ContextJ (RFC 5892) is Security Theater #776

adraffy opened this issue Jun 15, 2023 · 2 comments

Comments

@adraffy
Copy link

adraffy commented Jun 15, 2023

Is CheckJoiners/ContextJ set in stone or can it be debated? If so, I'd like to present some arguments.

@annevk
Copy link
Member

annevk commented Jun 15, 2023

It depends? 😊 I haven't looked into it, probably depends a lot on what it ends up meaning for ToASCII and what the arguments are.

@adraffy
Copy link
Author

adraffy commented Jun 15, 2023

  • There are 3K+ RGI emoji and 1/3 of them involve ZWJ sequences. CheckJoiners chooses a few exotic characters (that can easily be enforced at the registrar level) for 1350 emoji sequences that are used internationally by billions of people.

  • RFC 5892 is both outdated (2010) and misguided. AFAICT it's trying to allow ZW(N)J for typographical reasons yet I don't think there's any ambiguity with or without a joiner.

    • Are there any registrars that allow both virama with and without ZWNJ as separate names (no)
    • How many actual domains benefit from this rule?
  • If you look across the internet, there are thousands of developer hours wasted on deciding these choices one way or another, but at the end of the day, CheckJoiners is just a convoluted way to disallow 200C and 200D.


For a concrete example: 1F468 200D 1F4BB
image

  • This emoji was released in 2016 (7 years ago)
  • Major browsers don't agree on it's validity: Compare Chrome/Brave vs Safari/Firefox
  • The punycode of this emoji is xn--1ugz855pfha
  • This emoji is invalid with CheckJoiners.
  • In some browsers, this encodes as xn--qq8hgf which is wrong1F468 1F4BB is not the same as 1F468 200D 1F4BB
  • NodeJS recently switched to Ada which uses WHATWG. This means that even if you correctly punycode the domain, a WHATWG URL implementation will prevent its use, even though the punycode is valid and the domain is DNS compatible.
    image
  • In general, the validity of URLs seems to change randomly between browser releases as libraries are periodically replaced and the standards aren't clear.
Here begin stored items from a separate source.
PR #194, opened 2022-01-10
upgrade to lucene 9

vthacker:
Lucene 9 is the next major version that released over a month ago. 

Right now our usage of lucene API is minimal so upgrading is much easier. Before we start working on more search improvements and use more of lucene APIs let's upgrade first 

complete list of changes are here - https://lucene.apache.org/core/9_0_0/changes/Changes.html

PR #372, opened 2022-10-04
Upgrade to use Lucene 9.3

mansu:
Upgrade to use Lucene 9.3 before we make further changes to schemas.

This update is based on @vthacker's PR: https://github.com/slackhq/kaldb/pull/194


kaldb/pom.xml
```diff
@@ -21,7 +21,7 @@
         <kafka.version>3.2.0</kafka.version>
         <jackson.version>2.13.3</jackson.version>
         <jackson.databind.version>2.12.7</jackson.databind.version>
-        <lucene.version>8.4.1</lucene.version>
+        <lucene.version>9.0.0</lucene.version>
```
vthacker, line 24: I would pick https://central.sonatype.dev/artifact/org.apache.lucene/lucene-core/9.4.0 which is now the latest release

vthacker (changes requested):

kaldb/pom.xml
mansu: 9.4 is a bit too new since it's only a few days old. So, upgraded to Lucene 9.3 for now.

vthacker (approved):

PR #376, opened 2022-10-11
Add SchemaAwareLogDocumentBuilder to Kaldb.

mansu:
In KalDB, the logs are ingested by a LogDocumentBuilder. However, the current document builder enforces types on known fields but any fields whose types are not pre-defined are ingested as Strings. This field conflict handling policy is not ideal for 2 reasons: (a) on dynamically ingested numeric fields, we can't do any range or numeric queries and (b) storing numbers as strings is also less efficient.

So, the `SchemaAwareLogDocumentBuilder` is a new LogDocumentBuilder that ingests the documents in a schema aware manner. It can take a fixed schema as before. In addition, for all dynamic fields, it also preserves the type of the field. If there is a field conflict, there is a field conflict policy that is applied to resolve the error. Currently, we have implemented 4 ways to handle field conflicts and also added unit tests to test the same. Added new tests for this functionality.

The overall work for integrating this schema document builder is being done in this PR: https://github.com/slackhq/kaldb/pull/369. I separated the code into a smaller diff for easier review.


kaldb/src/main/java/com/slack/kaldb/logstore/SchemaAwareLogDocumentBuilderImpl.java
```diff
@@ -0,0 +1,553 @@
...
+        }
+      }
+
+      // Long type
+      if (fromType == FieldType.LONG) {
+        if (toType == FieldType.TEXT) {
+          return ((Long) value).toString();
+        }
+        if (toType == FieldType.INTEGER) {
+          return ((Long) value).intValue();
```
danhermann, line 174: I'm still looking over this and not sure I have all of the context, yet, but a couple comments as I read through it. It seems like this would silently truncate data in the case of narrowing conversions such as `long` -> `int` where the value exceeds `Integer.MAX_VALUE`, `double` -> `float`, etc. Also, I didn't see handling of conversions that would result in runtime exceptions such as `NumberFormatException` if there was an attempt to convert an invalid string to a numeric value.

kaldb/src/test/java/com/slack/kaldb/logstore/SchemaAwareLogDocumentBuilderImplTest.java
```diff
@@ -0,0 +1,737 @@
+package com.slack.kaldb.logstore;
+
+import static com.slack.kaldb.logstore.SchemaAwareLogDocumentBuilderImpl.*;
```
danhermann, line 3: Minor: after merging, this wildcard import will trigger the new errorprone rule that disallows wildcard imports.

kaldb/src/main/java/com/slack/kaldb/logstore/SchemaAwareLogDocumentBuilderImpl.java
mansu: Loss of precision is expected. Handling exceptions is a good one. I will add more unit tests for it.

danhermann: It's not just a loss of precision but arithmetic overflow and such where the converted value is meaningless. I expect there will have to be some kind of handling for fields that cannot be converted to the target type when the `FieldConflictPolicy` is `CONVERT_FIELD_VALUE` or `CONVERT_AND_DUPLICATE_FIELD`, but that seems like something that could be worked out later.

danhermann (approved):
LGTM. Left some non-blocking suggestions on error handling and such.

kaldb/src/main/java/com/slack/kaldb/logstore/SchemaAwareLogDocumentBuilderImpl.java
mansu: Good callout on handling exceptions. Fixed up the code to handle exceptions and added more tests. Also, added tests to account for loss in precision and not errors. The converted values are meaningless, but leaving them as is for now. We can add an additional tag like converted fields etc.. to the document in a future iteration.

danhermann (dismissed):
LGTM. I think the format plugin is complaining about an extra LF at the end of `SchemaAwareLogDocumentBuilderImplTest`.

danhermann (approved):
LGTM pending successful CI

PR #378, opened 2022-10-12
Track number of query clauses 

vthacker:
Add span tag for clauses to see how long many boolean clauses does our query contain.

This stat can help track how many single term queries ( much much faster ) vs conjunctive/disjunctive queries there are

### DIFF
--- a/kaldb/src/main/java/com/slack/kaldb/logstore/search/LogIndexSearcherImpl.java
+++ b/kaldb/src/main/java/com/slack/kaldb/logstore/search/LogIndexSearcherImpl.java
@@ -28,19 +28,10 @@ import org.apache.lucene.document.LongPoint;
 import org.apache.lucene.index.DirectoryReader;
 import org.apache.lucene.queryparser.classic.ParseException;
 import org.apache.lucene.queryparser.classic.QueryParser;
+import org.apache.lucene.search.*;
 import org.apache.lucene.search.BooleanClause.Occur;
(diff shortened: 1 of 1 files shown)


kaldb/src/main/java/com/slack/kaldb/logstore/search/LogIndexSearcherImpl.java
```diff
@@ -243,7 +234,9 @@ private Query buildQuery(
     if (queryStr.length() > 0) {
       queryBuilder.add(buildQueryParser().parse(queryStr), Occur.MUST);
     }
-    return queryBuilder.build();
+    BooleanQuery query = queryBuilder.build();
```
vthacker, line 237: Need to add span tag here and not parent method because we return `Query` , while all info is as a `BooleanQuery`

kaldb/src/main/java/com/slack/kaldb/logstore/search/LogIndexSearcherImpl.java
```diff
@@ -243,7 +234,9 @@ private Query buildQuery(
...
+    span.tag("lucene query clauses", Integer.toString(query.clauses().size()));
```
mansu, line 238: Use a single string name like "lucene_query_clause" instead.

mansu (changes requested):

mansu (approved):

PR #818, opened 2024-03-20
standardize one field type

vthacker:
###  Summary

remove the field type definition in `kaldb_search.proto` . We use that to convert the internal `FieldType` enum class and we can swap it for the new schema field type.

This will cause less confusion and ambiguity when working around the schema work. I think the change should be backwards compatible but I'll test internally and confim

### DIFF
--- a/kaldb/src/main/proto/kaldb_search.proto
+++ b/kaldb/src/main/proto/kaldb_search.proto
@@ -4,6 +4,8 @@ package slack.proto.kaldb;
 
 option java_package = "com.slack.kaldb.proto.service";
 
+import "schema.proto";
+
 message SearchRequest {
   // Data sets or chunk_ids to be searched
   string dataset = 1;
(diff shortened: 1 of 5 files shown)


kaldb/src/main/proto/kaldb_search.proto
```diff
@@ -238,21 +240,9 @@ message SchemaResult {
...
-  FLOAT = 4;
-  BOOLEAN = 5;
-  DOUBLE = 6;
-  ID = 7;
-}
-
 message SchemaDefinition {
   // Field type as defined by KalDB
-  FieldType type = 1;
+  slack.proto.kaldb.schema.SchemaFieldType type = 1;
```
bryanlb, line 245: This wouldn't be backward compatible, because the enum values have changed. For example ID used to be "7" in the previous option, but would now be "14".

vthacker: It wouldn't. But we don't use it for inter node communiction. This is just a proto and we always translate the JSON back to the HTTP API. So we don't technically need to be back compat

bryanlb (approved):

Issue #798, opened 2024-03-12
[FEATURE] Support Opensearch API


autata:
### Description
Opening this issue to track support for the Opensearch API. This is to replace the draft PR: https://github.com/slackhq/astra/pull/780

I'm new to this project, so I can't outline each of the places support is missing, but it would be valuable to support the spec. In particular, ([_msearch](https://www.elastic.co/guide/en/elasticsearch/reference/7.17/search-multi-search.html) and [range query](https://www.elastic.co/guide/en/elasticsearch/reference/current/query-dsl-range-query.html)) in their entirety.

For example if either `lte` or `gte` are missing, astra return a 500 (Internal Server Error) response due to null pointer exception. In Opensearch these are not required. Also a 500 is not ideal. Perhaps 400 (Bad Request) and a helpful error string would be better if not implementing the API.

For now, I've closed the draft PR that shows this issue. Because it looks like Opensearch will be implemented in a few months, it probably doesn't make sense to do one-off changes to the return codes.

### Requirements (place an `x` in each of the `[ ]`)
* [x] I've read and understood the [Contributing guidelines](../CONTRIBUTING.md) and have done my best effort to follow them.
* [x] I've read and agree to the [Code of Conduct](https://slackhq.github.io/code-of-conduct).
* [x] I've searched for any related issues and avoided creating a duplicate issue.

PR #819, opened 2024-03-21
Improve ES query compatibility for Grafana 10

bryanlb:
###  Summary

Improves ES query support for Grafana 10. This is to enable easier datasource migrations from ES to Astra.

This improves the current state of #798, but a greater rework of query parsing is still needed.

### DIFF
--- a/kaldb/src/main/java/com/slack/kaldb/elasticsearchApi/ElasticsearchApiService.java
+++ b/kaldb/src/main/java/com/slack/kaldb/elasticsearchApi/ElasticsearchApiService.java
@@ -61,6 +61,27 @@ public class ElasticsearchApiService {
     this.searcher = searcher;
   }
 
+  /** Returns metadata about the cluster */
+  @Get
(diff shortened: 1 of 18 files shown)


kaldb/src/main/java/com/slack/kaldb/elasticsearchApi/ElasticsearchApiService.java
```diff
@@ -61,6 +61,27 @@ public ElasticsearchApiService(KaldbQueryServiceBase searcher) {
     this.searcher = searcher;
   }
 
+  /** Returns metadata about the cluster */
+  @Get
+  @Path("/")
+  public HttpResponse clusterMetadata() {
```
bryanlb, line 67: Due to https://github.com/grafana/grafana/commit/4d7c0904ef3455a2fc8db0ba813463c222d6c350

vthacker (approved):

PR #829, opened 2024-03-26
deal with muliple tags with the same key

vthacker:
###  Summary

deal with muliple tags with the same key

Without the fix, if there are multiple tags with the same key we throw this error
```
java.lang.IllegalStateException: Duplicate key tag1 (attempted merging values key: "tag1"
v_str: "value1"
 and key: "tag1"
v_str: "value1"
)

	at java.base/java.util.stream.Collectors.duplicateKeyException(Collectors.java:135)
	at java.base/java.util.stream.Collectors.lambda$uniqKeysMapAccumulator$1(Collectors.java:182)
...

```

### DIFF
--- a/kaldb/src/main/java/com/slack/kaldb/bulkIngestApi/opensearch/BulkApiRequestParser.java
+++ b/kaldb/src/main/java/com/slack/kaldb/bulkIngestApi/opensearch/BulkApiRequestParser.java
@@ -112,14 +112,22 @@ public class BulkApiRequestParser {
     sourceAndMetadata.remove(IngestDocument.Metadata.ID.getFieldName());
     sourceAndMetadata.remove(IngestDocument.Metadata.INDEX.getFieldName());
 
-    sourceAndMetadata.forEach(
-        (key, value) -> spanBuilder.addTags(SpanFormatter.convertKVtoProto(key, value, schema)));
-    spanBuilder.addTags(
-        Trace.KeyValue.newBuilder()
-            .setKey(SERVICE_NAME_KEY)
-            .setVType(Trace.ValueType.STRING)
-            .setVStr(index)
-            .build());
+    boolean tagsContainServiceName = false;
+    for (Map.Entry<String, Object> kv : sourceAndMetadata.entrySet()) {
+      if (!tagsContainServiceName && kv.getKey().equals(SERVICE_NAME_KEY)) {
+        tagsContainServiceName = true;
+      }
+      spanBuilder.addTags(SpanFormatter.convertKVtoProto(kv.getKey(), kv.getValue(), schema));
+    }
+    if (!tagsContainServiceName) {
+      spanBuilder.addTags(
+          Trace.KeyValue.newBuilder()
+              .setKey(SERVICE_NAME_KEY)
+              .setVType(Trace.ValueType.STRING)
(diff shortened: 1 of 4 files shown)


kaldb/src/main/java/com/slack/kaldb/bulkIngestApi/opensearch/BulkApiRequestParser.java
```diff
@@ -112,14 +112,22 @@ public static Trace.Span fromIngestDocument(
...
-            .setVStr(index)
-            .build());
+    boolean tagsContainServiceName = false;
+    for (Map.Entry<String, Object> kv : sourceAndMetadata.entrySet()) {
+      if (!tagsContainServiceName && kv.getKey().equals(SERVICE_NAME_KEY)) {
+        tagsContainServiceName = true;
+      }
+      spanBuilder.addTags(SpanFormatter.convertKVtoProto(kv.getKey(), kv.getValue(), schema));
+    }
+    if (!tagsContainServiceName) {
```
vthacker, line 122: making sure we don't add `service_name` twice as a tag. We will anyways pick the first entry in the indexer, but this is for lesser ambiguity in the future.

bryanlb: A more readable method of doing this might be:

```java
    sourceAndMetadata.forEach((key, value) -> spanBuilder.addTags(SpanFormatter.convertKVtoProto(key, value, schema)));
    if (sourceAndMetadata.entrySet().stream().noneMatch((entry) -> entry.getKey().equals(SERVICE_NAME_KEY))) {
      spanBuilder.addTags(
          Trace.KeyValue.newBuilder()
              .setKey(SERVICE_NAME_KEY)
              .setVType(Trace.ValueType.STRING)
              .setFieldType(Schema.SchemaFieldType.KEYWORD)
              .setVStr(index)
              .build());
    }
```

kaldb/src/main/java/com/slack/kaldb/logstore/schema/SchemaAwareLogDocumentBuilderImpl.java
```diff
@@ -430,7 +430,7 @@ public Document fromMessage(Trace.Span message) throws JsonProcessingException {
     Map<String, Trace.KeyValue> tags =
         message.getTagsList().stream()
             .map(keyValue -> Map.entry(keyValue.getKey(), keyValue))
-            .collect(Collectors.toMap(Map.Entry::getKey, Map.Entry::getValue));
+            .collect(Collectors.toMap(Map.Entry::getKey, Map.Entry::getValue, (k1, _) -> k1));
```
bryanlb, line 433: Perhaps a better variable name than `k1`?

kaldb/src/main/java/com/slack/kaldb/bulkIngestApi/opensearch/BulkApiRequestParser.java
bryanlb: Note that in the above example it would require traversing the tags up to twice, which may not be desired since this is a hot path.

bryanlb (approved):

bryanlb (approved):

PR #838, opened 2024-04-01
adjust the grafana config with the correct TS field and the test index used in the running instructions

autata:
###  Summary

These instructions https://github.com/slackhq/astra/discussions/799 make the database name `test`. From querying the data, it looks like the supported timestamp field is `_timesinceepoch`

Note `@timestamp` is only filled in if that was added in the request. but `_timesinceepoch` is always filled in.
image

Explore works by default with this configuration:
image

### Requirements


bryanlb (approved):

bryanlb:
@allcontributors please add @autata for code

PR #839, opened 2024-04-01
support multi-fields

vthacker:
###  Summary

We want the ability to add multi-fields. The way it works is for each field we can define a list of fields. For those multi fields the value will be the same but the type will be different


docs/topics/Schema.md
```diff
@@ -0,0 +1,79 @@
+# Schema
```
bryanlb, line 1: 😍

The simplest solution is that CheckJoiners should be false

  • Any name with a joiner is already punycode.
  • UTS-46 provides poor guidance regarding spoofs and confusables and has forced developers to implement various parts of UAX-39 and their own logic to decide when to display punycode as Unicode.
  • UTS-46 advice about validating punycode is also strange because name validity is a registrar problem, not a resolution problem.
  • This is a disaster for the end-user because the rules are constantly changing, yet at the same time, there are thousands confusables and mixed scripted spoofs that slip right through the implemented standards.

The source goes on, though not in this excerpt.